[pzhon]

The involution method is a technique in combinatorics with many applications. An involution is just a fancy name for a permutation of order two. Every item is either fixed by the involution, of swapped with another item. The idea is that we would like to count a set S. Instead, we count a larger set T (containing S) where some of the elements count as positive and some negative, and find an involution I so that

[img]/images/graemlins/diamond.gif[/img] Every element of S is fixed by the involution.
[img]/images/graemlins/diamond.gif[/img] Every element of T\S has its sign reversed by I.

Then the signed count of the elements of T equals the count of the elements of S.

The reflection argument was an example of the involution method. We counted the paths from 0 to a that never reached k by counting the elements in a larger set, the paths from 0 to a and the paths from 0 to 2k-a, where the paths from 0 to 2k-a were given a negative sign. The involution was to reflect the part of the path after the path first hit k.
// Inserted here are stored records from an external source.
PR #1975, opened 2026-04-22
Use import tool report for EMPTY_IMPORT_CHECK

vish-cs:


import-automation/workflow/import-helper/main.py
```diff
@@ -48,7 +48,7 @@ def handle_feed_event(request):
     if import_step == 'spanner_ingestion_workflow':
         # Update import status in spanner
         import_status = 'STAGING'
-        graph_path = attributes.get('graph_path', "/**/*.*")
+        graph_path = attributes.get('graph_path', "/**/*.mcf*")
```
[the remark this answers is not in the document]
vish-cs: This key is different from the key in the manifest.

scripts/entities/download.sh
```diff
@@ -37,7 +37,7 @@ GCS_PATH="gs://${BUCKET_NAME}/${GCS_FOLDER_PREFIX}/${VERSION}"
 
 echo "Downloading import ${ENTITY} for version ${VERSION} from ${GCS_PATH} to $(pwd)"
 mkdir -p "${ENTITY}"
-gcloud storage cp -r "${GCS_PATH}" "${ENTITY}/"
+gcloud storage cp -r "${GCS_PATH}" "${ENTITY}/" &> copy.log
```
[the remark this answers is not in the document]
vish-cs: This is required to mask all copy log statements which can overwhelm logging.

tools/import_validation/validator.py
ajaits: Wouldn't summary be None for an import that has never been run (or run successfully) where there is no previous successful run to diff against?

tools/import_validation/validator.py
```diff
@@ -300,6 +300,14 @@ def validate_empty_import(self, differ_df: pd.DataFrame, summary: dict,
                                     'EMPTY_IMPORT_CHECK',
                                     message="Differ summary is missing.")
 
+        if 'current_obs_size' not in summary or 'current_schema_size' not in summary:
```
ajaits: Can we use the validation report.json instead of differ for checking empty import output or even just check the import output files rows for imports that may have disabled differ and validations?

vish-cs: I have udpated the check to use report.json counters

tools/import_validation/validator.py
vish-cs: I have udpated the check to use report.json counters

ajaits (approved):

This had no effect on the paths that never reached k, and it changed every path from 0 to 2k-a into a path from 0 to a that reached k and vice versa.
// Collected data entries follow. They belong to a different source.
PR #1994, opened 2026-05-06
Migrating the embedding helper functionality into ingestion helper

shixiao-coder:
This PR moves the embedding_utils.py into ingestion-helper and add a new actionType embedding_ingestion to use the related fuctionality.
We use the flag enable_embedding to control if we actually trigger embeddings and a flag nodetype that default to SVs+Topics to control which nodes to embed

Tests are also migrated into ingestion-helper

We'd like to apply the same idea to the paths from 0 to a that didn't reach k or -k. One possibility is to reflect the remainder of the paths when they first hit k or -k. However, this doesn't work as before, since a path from 0 to a might hit both -k and k, so it would correspond to a path from 0 to 2k-a and to a path from 0 to -2k-a. It would be removed twice if we take nC(n-a)/2 - nC(n-2k+a)/2 - nC(n+2k+a)/2.

Let's look for a simple signed set T so that the involution of reflecting the first time the paths reach +-k leaves only the paths that stay between -k and k fixed. We'll give a positive sign to paths of length n from 0 to elements of a set P, and negative signs to paths of length n from 0 to elements of a set N. We need to determine P and N.

P should contain a, since we need to give a positive sign to the paths to a that stay between -k and k.

N should contain 2k-a and -2k-a, since these are images of paths to a under the reflections at k and -k.

P should contain 4k+a and -4k+a, since there are the images of paths to -2k-a and 2k-a under the reflections.

N should contain 6k-a and -6k-a.
P should contain 8k+a and -8k+a.
...
P should contain 4mk+a for each integer m.
N should contain (4m+2)k-a for each integer m.

The involution switches paths to P and paths to N except that it leaves fixed the paths to a staying between -k and k. So, the number of paths from 0 to a staying between -k and k is

Sum n choose (n-b)/2 -
b in P

Sum n choose (n-b)/2
b in N

=

Sum n C (n-4mk-a)/2 -
m

Sum n C (n-(4m+2)k+a)/2
m

To find all constrained paths, you can sum over all possible values of a between -k+1 and k-1:

Sum (n C (n-a)/2) f(a)
a

where

f(a) = +1 if a mod 4k is in (-k+1,k-1)
f(a) = 0 if a mod 4k is -k or k
f(a) = -1 if a mod 4k is in (k+1,3k-1)

For example, the number of paths of length 20 that stay strictly between -3 and 3 is

-20C0 (a=20)
-20C1 (a=18)
-20C2 (a=16)
+20C3 (a=14)
+20C4 (a=12)
+20C5 (a=10)
-20C6 (a=8)
-20C7 (a=6)
-20C8 (a=4)
+20C9 (a=2)
+20C10 (a=0)
+20C11 (a=-2)
-20C12 (a=-4)
-20C13 (a=-6)
-20C14 (a=-8)
+20C15 (a=-10)
+20C16 (a=-12)
+20C17 (a=-14)
-20C18 (a=-16)
-20C19 (a=-18)
-20C20 (a=-20)
---------------
78,732

An alternative method is to take the 20th power of the transfer matrix

01000
10100
01010
00101
00010

9842 0 19683 0 9841
0 29525 0 29524 0
19683 0 39366 0 19683
0 29524 0 29525 0
9841 0 19683 0 9842

The sum of the middle column or row is 78,732, confirming the count by the involution method.

The same argument works for Brownian motion, though the result is that the probability density of the constrained paths is an infinite sum of signed densities. The same argument also works for paths constrained asymmetrically, e.g., paths constrained to stay between 0 and k, inclusive.